## Task brief
Every entry must appear in the output exactly as it does here.

## Dataset records
PR #2211, opened 2016-11-10
Changed behaviour of default box argument for paste method to match docs

### LINKED ISSUE #2207: Image.paste box=None doesn't work as documented
The docs say that box having a value of `None` is "same as (0, 0)".  But [the code clearly shows](https://github.com/python-pillow/Pillow/blob/master/PIL/Image.py#L1311) that it's actually equal to (0, 0, self.size[0], self.size[1]).

The difference is an exception occurs if the image being pasted in (the one in the first argument) is not the same size as the destination image.  If instead you pass `box=(0, 0)`, you don't get an exception when the pasted image is a different size as it's just pasted at the top left regardless of it's size.

```
img = Image.new(
    mode='RGBA',
    size=(100, 100),
    color=(255,255,255,0)
)

small_img = Image.new(
    mode='RGBA',
    size=(50, 50),
    color=(255,255,255,0)
)

img.paste(small_img, box=(0,0))  #  this works fine
img.paste(small_img)  # this throws an exception
```

It looks like it's safe to just change:
```
    if box is None:
        # cover all of self
        box = (0, 0) + self.size
```
into:
```
    if box is None:
        box = (0, 0)
```

radarhere:
Resolves #2207

### DIFF
--- a/PIL/Image.py
+++ b/PIL/Image.py
@@ -1307,8 +1307,7 @@ class Image(object):
             box = None
 
         if box is None:
-            # cover all of self
-            box = (0, 0) + self.size
+            box = (0, 0)
 
         if len(box) == 2:
             # upper left corner given; get size from image or mask
@@ -1321,7 +1320,7 @@ class Image(object):
                 raise ValueError(
                     "cannot determine region size; use 4-item box"
                     )
-            box = box + (box[0]+size[0], box[1]+size[1])
+            box += (box[0]+size[0], box[1]+size[1])
 
         if isStringType(im):
             from PIL import ImageColor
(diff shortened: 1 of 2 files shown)


wiredfool:
Ok, looks like this dates back to the initial PIL import. 

* If the size of the two images is the same, then this is a noop. 
* If the images are different, then earlier code would error, as the size doesn't match. 
* The proposed code will paste in the upper left. This is functionally equivalent to `box = (0,0) + im.size` rather than `box = (0,0) + self.size`

I think this is a safe change. Tests would be good, potentially as simple as not erroring when a small image is pasted over a larger one.

tisdall:
@radarhere - it looks like you made a commit on the master that conflicts with this branch (I don't think github notifies of PR's that have conflicts, so I'm sending this message).  Thanks for making the PR!

PR #2214, opened 2016-11-11
Use TextIOWrapper.detach() instead of NoCloseStream

jdufresne:
Usage and this pattern is discussed in Python bug: https://bugs.python.org/issue21363

[detach() docs](https://docs.python.org/3/library/io.html#io.BufferedIOBase.detach)


jdufresne:
Rebased on latest mater.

## Answer to this task
PR #2211, opened 2016-11-10
Changed behaviour of default box argument for paste method to match docs

### LINKED ISSUE #2207: Image.paste box=None doesn't work as documented
The docs say that box having a value of `None` is "same as (0, 0)".  But [the code clearly shows](https://github.com/python-pillow/Pillow/blob/master/PIL/Image.py#L1311) that it's actually equal to (0, 0, self.size[0], self.size[1]).

The difference is an exception occurs if the image being pasted in (the one in the first argument) is not the same size as the destination image.  If instead you pass `box=(0, 0)`, you don't get an exception when the pasted image is a different size as it's just pasted at the top left regardless of it's size.

```
img = Image.new(
    mode='RGBA',
    size=(100, 100),
    color=(255,255,255,0)
)

small_img = Image.new(
    mode='RGBA',
    size=(50, 50),
    color=(255,255,255,0)
)

img.paste(small_img, box=(0,0))  #  this works fine
img.paste(small_img)  # this throws an exception
```

It looks like it's safe to just change:
```
    if box is None:
        # cover all of self
        box = (0, 0) + self.size
```
into:
```
    if box is None:
        box = (0, 0)
```

radarhere:
Resolves #2207

### DIFF
--- a/PIL/Image.py
+++ b/PIL/Image.py
@@ -1307,8 +1307,7 @@ class Image(object):
             box = None
 
         if box is None:
-            # cover all of self
-            box = (0, 0) + self.size
+            box = (0, 0)
 
         if len(box) == 2:
             # upper left corner given; get size from image or mask
@@ -1321,7 +1320,7 @@ class Image(object):
                 raise ValueError(
                     "cannot determine region size; use 4-item box"
                     )
-            box = box + (box[0]+size[0], box[1]+size[1])
+            box += (box[0]+size[0], box[1]+size[1])
 
         if isStringType(im):
             from PIL import ImageColor
(diff shortened: 1 of 2 files shown)


wiredfool:
Ok, looks like this dates back to the initial PIL import. 

* If the size of the two images is the same, then this is a noop. 
* If the images are different, then earlier code would error, as the size doesn't match. 
* The proposed code will paste in the upper left. This is functionally equivalent to `box = (0,0) + im.size` rather than `box = (0,0) + self.size`

I think this is a safe change. Tests would be good, potentially as simple as not erroring when a small image is pasted over a larger one.

tisdall:
@radarhere - it looks like you made a commit on the master that conflicts with this branch (I don't think github notifies of PR's that have conflicts, so I'm sending this message).  Thanks for making the PR!

PR #2214, opened 2016-11-11
Use TextIOWrapper.detach() instead of NoCloseStream

jdufresne:
Usage and this pattern is discussed in Python bug: https://bugs.python.org/issue21363

[detach() docs](https://docs.python.org/3/library/io.html#io.BufferedIOBase.detach)


jdufresne:
Rebased on latest mater.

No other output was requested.